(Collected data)
☆ ☆ ☆

PR #3367, opened 2024-10-12
fix: command LspStop can receive server name

### LINKED ISSUE #3362: `:LspStop config-name` (as opposed to `:LspStop client-id`)
### Description

Apologies if there has already been an issue for this - I couldn't find anything out there that seemed similar. 

There are some occasions where I would like to be able to stop a specific LSP (like `eslint`), but leave all other language servers running on a buffer (`volar`, `tailwindcss`, etc.)

Currently, the only way that I know of to disable LSPs on a buffer is with `:LspStop`, but this stops all language servers.

I think it would be a nice feature to modify this to accept LSP server names like `:LspStop eslint` so we can stop specific LSPs that are attached to buffer and leave all the others attached.

glepnir:
Receive server name as command argument then close this server if find it.

Fix #3362

### DIFF
--- a/plugin/lspconfig.lua
+++ b/plugin/lspconfig.lua
@@ -110,22 +110,30 @@ end, {
 
 api.nvim_create_user_command('LspStop', function(info)
   local current_buf = vim.api.nvim_get_current_buf()
-  local server_id, force
+  local server_id, force, server_name
   local arguments = vim.split(info.args, '%s')
   for _, v in pairs(arguments) do
     if v == '++force' then
       force = true
     elseif v:find '^[0-9]+$' then
       server_id = v
+    else
+      server_name = v
     end
   end
 
   if not server_id then
     local servers_on_buffer = require('lspconfig.util').get_lsp_clients { bufnr = current_buf }
+    local found = false
     for _, client in ipairs(servers_on_buffer) do
-      if client.attached_buffers[current_buf] then
+      if client.attached_buffers[current_buf] and (server_name and (server_name == client.config.name) or true) then
         client.stop(force)
+        found = true
       end
+    end
+
+    if server_name and not found then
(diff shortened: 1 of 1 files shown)


plugin/lspconfig.lua
```diff
@@ -110,20 +110,22 @@ end, {
...
     end
   end
 
   if not server_id then
     local servers_on_buffer = require('lspconfig.util').get_lsp_clients { bufnr = current_buf }
     for _, client in ipairs(servers_on_buffer) do
-      if client.attached_buffers[current_buf] then
+      if client.attached_buffers[current_buf] and (server_name and (server_name == client.config.name) or true) then
         client.stop(force)
       end
```
justinmk, line 130: if server_name is provided but not found, we should show a `config "foo" not found` message to indicate that. silent failure is usually a bad UX.

glepnir: make sense

plugin/lspconfig.lua
```diff
@@ -110,23 +110,31 @@ end, {
...
     for _, client in ipairs(servers_on_buffer) do
-      if client.attached_buffers[current_buf] then
+      if client.attached_buffers[current_buf] and (server_name and (server_name == client.config.name) or true) then
         client.stop(force)
+        found = true
       end
     end
+
+    if server_name and not found then
+      vim.notify(('LSP server "%s" not found'):format(server_name), vim.log.levels.WARN)
```
justinmk, line 136: Is it really the server or just the config name? "LSP server" seems misleading, it sounds like the server program name could not be found?
```suggestion
      vim.notify(('nvim-lspconfig: config "%s" not found'):format(server_name), vim.log.levels.WARN)
```

justinmk (approved):
Nice!

justinmk:
Oh, we forgot to update the docs :)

☆ ☆ ☆

» What this task involves:
Restate, word for word and with nothing added, the lines from the beginning of the records above through the line that contains "There are some".

» Problem solution:
PR #3367, opened 2024-10-12
fix: command LspStop can receive server name

### LINKED ISSUE #3362: `:LspStop config-name` (as opposed to `:LspStop client-id`)
### Description

Apologies if there has already been an issue for this - I couldn't find anything out there that seemed similar. 

There are some occasions where I would like to be able to stop a specific LSP (like `eslint`), but leave all other language servers running on a buffer (`volar`, `tailwindcss`, etc.)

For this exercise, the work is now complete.